PR #22931, opened 2025-08-19
feat: support multiple version columns in conflict resolution

yuhao-su:

This PR extends the `WITH VERSION COLUMN` syntax to support multiple columns for lexicographic comparison during conflict resolution operations.

**Key Changes:**
- Modified protobuf schema to use `version_column_indices` (repeated field) instead of `version_column_index` (single field)
- Updated parser to accept multiple column names in `WITH VERSION COLUMN(col1, col2, ...)` syntax
- Implemented lexicographic comparison logic for multiple version columns
- Added comprehensive validation for version column data types
- Added database migration to handle the schema transition
- Extensive test coverage for various scenarios and edge cases

**How it works:**
When multiple version columns are specified, the conflict resolution compares them lexicographically (left-to-right priority). For example, with `version_column(v1, v2)`, a new row with `(v1=2, v2=1)` will override an existing row with `(v1=1, v2=5)` because `v1=2 > v1=1`.

**Backward Compatibility:**
Single version column syntax continues to work exactly as before.

## Checklist

## Documentation

<details>

**Enhanced conflict resolution with multiple version columns**

Users can now specify multiple columns for version-based conflict resolution in tables using the syntax:
```sql
CREATE TABLE t (id INT, v1 INT, v2 VARCHAR, data TEXT, PRIMARY KEY(id))
ON CONFLICT DO UPDATE IF NOT NULL WITH VERSION COLUMN(v1, v2);
```

When conflicts occur, columns are compared lexicographically (left-to-right priority) to determine which row should be kept. This enables more sophisticated conflict resolution strategies for CDC and upsert scenarios.

The existing single version column syntax remains fully supported for backward compatibility.

</details>

🤖 Generated with [Claude Code](https://claude.ai/code)


src/meta/model/migration/src/m20250819_014448_add_version_column_indices_to_table.rs
```diff
@@ -0,0 +1,121 @@
...
+            manager
+                .exec_stmt(
+                    Query::update()
+                        .table(Table::Table)
+                        .value(Table::VersionColumnIndices, i32_array)
+                        .and_where(Expr::col(Table::TableId).eq(table_entity.table_id))
+                        .to_owned(),
+                )
+                .await?;
+        }
```
yuhao-su: I can't seems find a way to use a `set` query to set the new column to json_array(old_value) @yezizp2012

src/meta/model/migration/src/m20250819_014448_add_version_column_indices_to_table.rs
```diff
@@ -0,0 +1,121 @@
...
+    async fn up(&self, manager: &SchemaManager) -> Result<(), DbErr> {
+        // Add the new version_column_indices column
+        manager
+            .alter_table(
+                MigrationTable::alter()
+                    .table(Table::Table)
+                    .add_column(
+                        ColumnDef::new(Table::VersionColumnIndices)
+                            .json_binary()
+                            .not_null(),
```
yezizp2012: Consider setting a default value for this column or making it nullable to avoid failures with existing historical data.

src/meta/model/migration/src/m20250819_014448_add_version_column_indices_to_table.rs
yezizp2012: How about using something like `Expr::value("[]")` and `Expr::value("[1]")`? Not sure if it works but found some usage in https://github.com/risingwavelabs/risingwave/blob/main/src/meta/model/migration/src/m20241025_062548_singleton_vnode_count.rs

src/meta/model/migration/src/m20250819_014448_add_version_column_indices_to_table.rs
yuhao-su: you are commenting on an outdated commit. pls check the latest

.claude/agents/code-reviewer.md
BugenZhao, line 1: Move into a separate PR?

e2e_test/streaming/with_version_column.slt
```diff
@@ -88,4 +88,170 @@ statement ok
...
+query I?II? rowsort
+select id, timestamp_ver, string_ver, int_ver, data from t4;
+----
+1 2023-01-02 10:00:00 v2 2 newer_int
+
+statement ok
+drop table t4;
+
+# Test error cases for multiple version columns
+statement error
```
BugenZhao: Could you please also attach the error message pattern here?

proto/catalog.proto
```diff
@@ -476,10 +476,13 @@ message Table {
...
-  // This field specifies the index of the column set in the "with version
+  reserved 38;
+  // deprecated, use "version_column_indices" instead.
+  reserved "version_column_index";
+  // This field specifies the indices of the columns set in the "with version
   // column" within all the columns. It is used for filtering during "on
-  // conflict" operations.
-  optional uint32 version_column_index = 38;
+  // conflict" operations. Multiple columns will be compared lexicographically.
+  repeated uint32 version_column_indices = 47;
```
BugenZhao: I think `repeated` with `[packed=false]` can be backward compatible with singular field. So there's no need to create a new field here.

- https://protobuf.dev/programming-guides/encoding/#packed
- https://protobuf.dev/programming-guides/proto3/#conditionally-safe-changes

BugenZhao: Also, it might be noted that there are still table catalog stored in the plan node definition. SQL migration on `Table` might not be sufficient.

src/sqlparser/src/parser.rs
```diff
@@ -2529,6 +2529,18 @@ impl Parser<'_> {
         }
     }
 
+    pub fn parse_with_version_columns(&mut self) -> ModalResult<Vec<Ident>> {
+        if self.parse_keywords(&[Keyword::WITH, Keyword::VERSION, Keyword::COLUMN]) {
+            self.expect_token(&Token::LParen)?;
+            let columns =
+                self.parse_comma_separated(|parser| parser.parse_identifier_non_reserved())?;
```
BugenZhao, line 2536: Shall we reject the case where `columns` is empty?

src/sqlparser/src/parser.rs
```diff
@@ -2557,7 +2569,7 @@ impl Parser<'_> {
 
         let on_conflict = self.parse_on_conflict()?;
 
-        let with_version_column = self.parse_with_version_column()?;
```
BugenZhao, line 2571: Can we remove the old function?

src/stream/src/executor/mview/materialize.rs
```diff
@@ -790,13 +792,31 @@ fn replace_if_not_null(row: &mut Vec<Option<ScalarImpl>>, replacement: OwnedRow)
...
+
+        match cmp_datum(old_value, new_value, OrderType::ascending_nulls_first()) {
+            std::cmp::Ordering::Less => return true,     // new is newer
+            std::cmp::Ordering::Greater => return false, // old is newer
+            std::cmp::Ordering::Equal => continue,       // equal, check next column
+        }
+    }
+
+    // All version columns are equal, consider new version as equal (should overwrite)
+    true
```
BugenZhao, line 982: Shall we also demonstrate this in e2e test?

src/sqlparser/src/parser.rs
yuhao-su: It will simply means no version column, should be fine keep it this way

src/meta/model/migration/src/m20250819_014448_add_version_column_indices_to_table.rs
yuhao-su: Can't find a sql syntax that can be used for all of mysql sqllite and pg. But as long as there are not a huge amount of table with version columns this should not case performance issue.

e2e_test/backwards-compat-tests/scripts/utils.sh
```diff
@@ -244,6 +244,15 @@ seed_old_cluster() {
...
 
+  # Test version columns backwards compatibility, if OLD_VERSION <= 2.6.0
+  if version_le "$OLD_VERSION" "2.6.0"; then
+    echo "--- VERSION COLUMNS TEST: Seeding old cluster with data"
+    sqllogictest -d dev -h localhost -p 4566 "$TEST_DIR/version-columns/seed.slt"
+
+    echo "--- VERSION COLUMNS TEST: Validating old cluster"
+    sqllogictest -d dev -h localhost -p 4566 "$TEST_DIR/version-columns/validate_original.slt"
+  fi
+
```
yuhao-su, line 255: I also added some backwards compact test. PTAL if I'm doing this right @yezizp2012

yezizp2012: lgtm

src/sqlparser/src/parser.rs
BugenZhao: An empty clause appears to be meaningless & confusing. I would suggest rejecting it.

yuhao-su: hmm empty  `()` is actually already rejected because parse will find a `)` when trying to parse a ident
https://github.com/risingwavelabs/risingwave/pull/22931/files#diff-7c05cba855f28444eb73cf5df311cb5273582962d977950f10878cb28c85b86dR134-R138

BugenZhao: Great

BugenZhao (approved):
LGTM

+ + + + +

• WHAT YOU WILL DO: Output each record precisely as written.

• TASK SOLUTION:
PR #22931, opened 2025-08-19
feat: support multiple version columns in conflict resolution

yuhao-su:

This PR extends the `WITH VERSION COLUMN` syntax to support multiple columns for lexicographic comparison during conflict resolution operations.

**Key Changes:**
- Modified protobuf schema to use `version_column_indices` (repeated field) instead of `version_column_index` (single field)
- Updated parser to accept multiple column names in `WITH VERSION COLUMN(col1, col2, ...)` syntax
- Implemented lexicographic comparison logic for multiple version columns
- Added comprehensive validation for version column data types
- Added database migration to handle the schema transition
- Extensive test coverage for various scenarios and edge cases

**How it works:**
When multiple version columns are specified, the conflict resolution compares them lexicographically (left-to-right priority). For example, with `version_column(v1, v2)`, a new row with `(v1=2, v2=1)` will override an existing row with `(v1=1, v2=5)` because `v1=2 > v1=1`.

**Backward Compatibility:**
Single version column syntax continues to work exactly as before.

## Checklist

## Documentation

<details>

**Enhanced conflict resolution with multiple version columns**

Users can now specify multiple columns for version-based conflict resolution in tables using the syntax:
```sql
CREATE TABLE t (id INT, v1 INT, v2 VARCHAR, data TEXT, PRIMARY KEY(id))
ON CONFLICT DO UPDATE IF NOT NULL WITH VERSION COLUMN(v1, v2);
```

When conflicts occur, columns are compared lexicographically (left-to-right priority) to determine which row should be kept. This enables more sophisticated conflict resolution strategies for CDC and upsert scenarios.

The existing single version column syntax remains fully supported for backward compatibility.

</details>

🤖 Generated with [Claude Code](https://claude.ai/code)


src/meta/model/migration/src/m20250819_014448_add_version_column_indices_to_table.rs
```diff
@@ -0,0 +1,121 @@
...
+            manager
+                .exec_stmt(
+                    Query::update()
+                        .table(Table::Table)
+                        .value(Table::VersionColumnIndices, i32_array)
+                        .and_where(Expr::col(Table::TableId).eq(table_entity.table_id))
+                        .to_owned(),
+                )
+                .await?;
+        }
```
yuhao-su: I can't seems find a way to use a `set` query to set the new column to json_array(old_value) @yezizp2012

src/meta/model/migration/src/m20250819_014448_add_version_column_indices_to_table.rs
```diff
@@ -0,0 +1,121 @@
...
+    async fn up(&self, manager: &SchemaManager) -> Result<(), DbErr> {
+        // Add the new version_column_indices column
+        manager
+            .alter_table(
+                MigrationTable::alter()
+                    .table(Table::Table)
+                    .add_column(
+                        ColumnDef::new(Table::VersionColumnIndices)
+                            .json_binary()
+                            .not_null(),
```
yezizp2012: Consider setting a default value for this column or making it nullable to avoid failures with existing historical data.

src/meta/model/migration/src/m20250819_014448_add_version_column_indices_to_table.rs
yezizp2012: How about using something like `Expr::value("[]")` and `Expr::value("[1]")`? Not sure if it works but found some usage in https://github.com/risingwavelabs/risingwave/blob/main/src/meta/model/migration/src/m20241025_062548_singleton_vnode_count.rs

src/meta/model/migration/src/m20250819_014448_add_version_column_indices_to_table.rs
yuhao-su: you are commenting on an outdated commit. pls check the latest

.claude/agents/code-reviewer.md
BugenZhao, line 1: Move into a separate PR?

e2e_test/streaming/with_version_column.slt
```diff
@@ -88,4 +88,170 @@ statement ok
...
+query I?II? rowsort
+select id, timestamp_ver, string_ver, int_ver, data from t4;
+----
+1 2023-01-02 10:00:00 v2 2 newer_int
+
+statement ok
+drop table t4;
+
+# Test error cases for multiple version columns
+statement error
```
BugenZhao: Could you please also attach the error message pattern here?

proto/catalog.proto
```diff
@@ -476,10 +476,13 @@ message Table {
...
-  // This field specifies the index of the column set in the "with version
+  reserved 38;
+  // deprecated, use "version_column_indices" instead.
+  reserved "version_column_index";
+  // This field specifies the indices of the columns set in the "with version
   // column" within all the columns. It is used for filtering during "on
-  // conflict" operations.
-  optional uint32 version_column_index = 38;
+  // conflict" operations. Multiple columns will be compared lexicographically.
+  repeated uint32 version_column_indices = 47;
```
BugenZhao: I think `repeated` with `[packed=false]` can be backward compatible with singular field. So there's no need to create a new field here.

- https://protobuf.dev/programming-guides/encoding/#packed
- https://protobuf.dev/programming-guides/proto3/#conditionally-safe-changes

BugenZhao: Also, it might be noted that there are still table catalog stored in the plan node definition. SQL migration on `Table` might not be sufficient.

src/sqlparser/src/parser.rs
```diff
@@ -2529,6 +2529,18 @@ impl Parser<'_> {
         }
     }
 
+    pub fn parse_with_version_columns(&mut self) -> ModalResult<Vec<Ident>> {
+        if self.parse_keywords(&[Keyword::WITH, Keyword::VERSION, Keyword::COLUMN]) {
+            self.expect_token(&Token::LParen)?;
+            let columns =
+                self.parse_comma_separated(|parser| parser.parse_identifier_non_reserved())?;
```
BugenZhao, line 2536: Shall we reject the case where `columns` is empty?

src/sqlparser/src/parser.rs
```diff
@@ -2557,7 +2569,7 @@ impl Parser<'_> {
 
         let on_conflict = self.parse_on_conflict()?;
 
-        let with_version_column = self.parse_with_version_column()?;
```
BugenZhao, line 2571: Can we remove the old function?

src/stream/src/executor/mview/materialize.rs
```diff
@@ -790,13 +792,31 @@ fn replace_if_not_null(row: &mut Vec<Option<ScalarImpl>>, replacement: OwnedRow)
...
+
+        match cmp_datum(old_value, new_value, OrderType::ascending_nulls_first()) {
+            std::cmp::Ordering::Less => return true,     // new is newer
+            std::cmp::Ordering::Greater => return false, // old is newer
+            std::cmp::Ordering::Equal => continue,       // equal, check next column
+        }
+    }
+
+    // All version columns are equal, consider new version as equal (should overwrite)
+    true
```
BugenZhao, line 982: Shall we also demonstrate this in e2e test?

src/sqlparser/src/parser.rs
yuhao-su: It will simply means no version column, should be fine keep it this way

src/meta/model/migration/src/m20250819_014448_add_version_column_indices_to_table.rs
yuhao-su: Can't find a sql syntax that can be used for all of mysql sqllite and pg. But as long as there are not a huge amount of table with version columns this should not case performance issue.

e2e_test/backwards-compat-tests/scripts/utils.sh
```diff
@@ -244,6 +244,15 @@ seed_old_cluster() {
...
 
+  # Test version columns backwards compatibility, if OLD_VERSION <= 2.6.0
+  if version_le "$OLD_VERSION" "2.6.0"; then
+    echo "--- VERSION COLUMNS TEST: Seeding old cluster with data"
+    sqllogictest -d dev -h localhost -p 4566 "$TEST_DIR/version-columns/seed.slt"
+
+    echo "--- VERSION COLUMNS TEST: Validating old cluster"
+    sqllogictest -d dev -h localhost -p 4566 "$TEST_DIR/version-columns/validate_original.slt"
+  fi
+
```
yuhao-su, line 255: I also added some backwards compact test. PTAL if I'm doing this right @yezizp2012

yezizp2012: lgtm

src/sqlparser/src/parser.rs
BugenZhao: An empty clause appears to be meaningless & confusing. I would suggest rejecting it.

yuhao-su: hmm empty  `()` is actually already rejected because parse will find a `)` when trying to parse a ident
https://github.com/risingwavelabs/risingwave/pull/22931/files#diff-7c05cba855f28444eb73cf5df311cb5273582962d977950f10878cb28c85b86dR134-R138

BugenZhao: Great

BugenZhao (approved):
LGTM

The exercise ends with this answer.